Despite the influence the Grange had on Michigan legislators, women’s voting rights failed to actually pass in 1912. Why? Because despite the leverage exerted on individual members, the state’s dominant Republican Party organization resisted. Without party organization support, the necessary public approval through referendum failed. The party was not moved until it found itself facing an electoral challenge in the state from the new Progressive Party. In the combined presence of organized constituent pressure and electoral vulnerability, the party helped to deliver new voting rights for women in the state in 1918.
This finding — that women’s voting rights came when and where the suffrage movement was able to build and leverage partnerships that wielded electoral and partisan strength — is one that helps contribute to our general understanding of voting rights politics. Consider the lessons for contemporary voting rights politics it imparts.
On the one hand, my findings about the woman suffrage movement clarify that concerted organization by the group seeking voting rights was decidedly insufficient to challenge partisan interests in the definition of the electorate. If we consider current voting rights politics around minority communities that feel their voting rights are being whittled away or threatened — whether through the undermining of the Voting Rights Act, the passage of voter identification laws, or state felony disenfranchisement provisions — the lesson is that mobilization within these communities is unlikely to be effective on its own. The necessary partisan incentive to push back in a way that actually delivers policy change is likely to come only when politicians perceive committed alliances between these communities and other organized political forces that will exert leverage on their behalf.

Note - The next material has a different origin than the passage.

PR #112, opened 2023-08-09
Fixes to OpenSSL error handling

jhawthorn:
This fixes a number of issues with our OpenSSL integration.

First this ensures that the socket is shutdown (or closed post-#111) after error from OpenSSL. Previously we only closed the connection on `TRILOGY_OPENSSL_ERR` but not on a `TRILOGY_CLOSED_CONNECTION` or `TRILOGY_SYSERR` which could be returned/translated from an error in OpenSSL. As SSL holds its own buffers we must not attempt anything (including `SSL_shutdown`) after a failure from `SSL_read` or `SSL_write`.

On the other hand, my findings also make clear that the sometimes seemingly insurmountable hurdle of changing broad and deeply held convictions about the “worthiness” of groups for electoral inclusion isn’t necessarily a hurdle at all. Voting rights for women were delivered despite broadly held and heralded convictions that women were less capable than men — in politics as well as many other arenas. Broadly changing hearts and minds about women’s worth wasn’t necessary. Changing the incentives of the political system could be accomplished without that. The lessons for today’s voting rights struggles, which are so often entangled in issues of race, class and ethnicity, is that the battle is not over those sentiments. The tactical moves required are not eliminating biases, but forging effective partnerships. And while the latter may prove quite difficult, the former seems much further off in the realm of possibilities.
Finally, there is the lesson of political context and timing. Political parties weren’t supportive of women’s voting rights outside of competitive political environments, even with strong interest group support. Moving political parties to make themselves accountable to more voters involves them seeing risk in the current political environment. That means voting rights are unlikely to expand in states where one party enjoys comfortable dominance. But it also means that moments when partisan politics become more contentious are exactly the moments that new voting rights concessions should be sought.
So forget Susan B. Anthony as the symbol of the struggle for women’s voting rights. Fixation on her has hidden far too much about what the woman suffrage struggle can teach us about how voting rights are won. Feel free, however, to remember her as just one part of an important, complex, and engaging political struggle.